- Opening Delimiter -

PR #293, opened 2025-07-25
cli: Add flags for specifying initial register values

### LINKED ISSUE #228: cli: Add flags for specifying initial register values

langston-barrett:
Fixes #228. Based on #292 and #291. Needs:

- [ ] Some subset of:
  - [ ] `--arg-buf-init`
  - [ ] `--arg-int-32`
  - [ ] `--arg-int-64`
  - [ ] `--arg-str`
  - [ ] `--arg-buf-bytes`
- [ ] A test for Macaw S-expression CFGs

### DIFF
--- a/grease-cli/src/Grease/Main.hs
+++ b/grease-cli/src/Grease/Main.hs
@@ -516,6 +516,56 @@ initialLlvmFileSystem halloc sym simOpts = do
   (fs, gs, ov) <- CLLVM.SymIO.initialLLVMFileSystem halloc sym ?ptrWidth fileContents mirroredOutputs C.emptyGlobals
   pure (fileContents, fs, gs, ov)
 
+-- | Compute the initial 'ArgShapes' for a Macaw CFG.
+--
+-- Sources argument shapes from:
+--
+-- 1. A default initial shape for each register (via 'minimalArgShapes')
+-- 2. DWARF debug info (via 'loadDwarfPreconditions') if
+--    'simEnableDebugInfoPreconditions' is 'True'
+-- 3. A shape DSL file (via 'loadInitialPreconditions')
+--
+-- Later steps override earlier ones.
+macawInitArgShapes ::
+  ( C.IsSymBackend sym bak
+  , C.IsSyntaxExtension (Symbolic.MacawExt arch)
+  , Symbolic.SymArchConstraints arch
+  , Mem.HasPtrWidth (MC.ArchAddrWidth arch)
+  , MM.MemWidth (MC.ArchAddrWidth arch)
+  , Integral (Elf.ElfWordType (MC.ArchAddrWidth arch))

- Closing Delimiter -
- Opening Delimiter -

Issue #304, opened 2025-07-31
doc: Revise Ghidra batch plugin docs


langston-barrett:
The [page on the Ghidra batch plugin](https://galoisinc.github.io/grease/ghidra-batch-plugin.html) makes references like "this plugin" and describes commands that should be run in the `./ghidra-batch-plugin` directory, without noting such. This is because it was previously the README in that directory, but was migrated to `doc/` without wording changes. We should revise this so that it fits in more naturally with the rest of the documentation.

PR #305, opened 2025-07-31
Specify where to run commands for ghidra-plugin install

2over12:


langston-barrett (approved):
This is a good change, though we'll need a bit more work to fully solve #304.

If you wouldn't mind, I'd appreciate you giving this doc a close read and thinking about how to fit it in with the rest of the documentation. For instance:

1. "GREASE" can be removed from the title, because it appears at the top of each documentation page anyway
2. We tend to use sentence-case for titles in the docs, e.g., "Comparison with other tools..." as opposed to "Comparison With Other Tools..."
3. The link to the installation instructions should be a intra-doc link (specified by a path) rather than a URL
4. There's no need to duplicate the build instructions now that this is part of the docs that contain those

- Closing Delimiter -

== WHAT NEEDS TO BE DONE ==
Please copy out every line of the preceding listing that carries "arch".

== ANSWER FOR THIS EXERCISE ==
+  , C.IsSyntaxExtension (Symbolic.MacawExt arch)
+  , Symbolic.SymArchConstraints arch
+  , Mem.HasPtrWidth (MC.ArchAddrWidth arch)
+  , MM.MemWidth (MC.ArchAddrWidth arch)
+  , Integral (Elf.ElfWordType (MC.ArchAddrWidth arch))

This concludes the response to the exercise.